Stygocapitella subterranea Knöllner, 1934 View in CoL ; Karling, 1958; Westheide, 1966, 2008; Schmidt, 1969, 1970; Riser, 1980, 1984; Purschke, 1986, 1987, 1999, 2006; Worsfold & Dyer, 1997; Schmidt & Westheide, 2000; Worsfold, 2006; Purschke & Fursman, 2005; Purschke & Jördens, 2007

Types and material examined. Neotype: female, Germany: Schilksee , N 54° 25.432' / E 010° 10.484', high water line + 2 m at a depth of 30–45 cm, coll. Natural History Museum of the University of Oslo ( NHMO C6961). Additional material GoogleMaps : Germany: Schilksee , N 54° 25.432' / E 010° 10.484', high water line + 2 m at a depth of 30–45 cm, 2 females, 2 males & 1 immature. coll. Natural History Museum of the University of Oslo ( NHMO C6962). Besides the neotype and mature additional material six specimens for molecular work and two for SEM have examined. GoogleMaps

Diagnosis. A broadly rounded prostomium and a peristomium followed by 13 segments of which 10 bear chaetae and a rounded pygidium. The first chaetigerous segment possesses two bilimbate chaetae with a whip-like extension, two bilimbate and two forked chaetae, the second one three bilimbate and two forked chaetae and all following ones two bilimbate and two forked chaetae.

Description. Color: White-transparent with slight iridescence at the surface.

Size: 1.5–2.7 mm, width 200–320 µm (based on literature and results herein).
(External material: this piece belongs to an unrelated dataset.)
PR #4293, opened 2021-03-04
Walk refactor

### LINKED ISSUE #4287: [18Chesapeake] Game allows placement of a tile that does not extend a route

The body comprises a prostomium without appendages, a peristomium bearing the mouth opening, 13 segments and a round pygidium. 1st to 12th segment biannulated. Chaetae in a pair of ventrolateral bundles are present at segments two to 11 in the first ring of each segment. Two bilimbate chaetae with whip-like extensions are present in the second segment in each bundle. At least two bilimbate and two forked chaetae are present in each bundle of all following segments with chaetae. The third segment has one additional bilimbate chaetae in each bundle. The forked chaetae possess four to six regular teeth between the stronger outer prongs, but these teeth are difficult to determine by light microscopy only. Gonochoristic sexes are present. In males the paired spermioducts open ventrally in segment 10 and in females the genital pores are located at the ventral boundary between the 10th and 11th segment. One or two vitellogenic oocytes can be observed at a time.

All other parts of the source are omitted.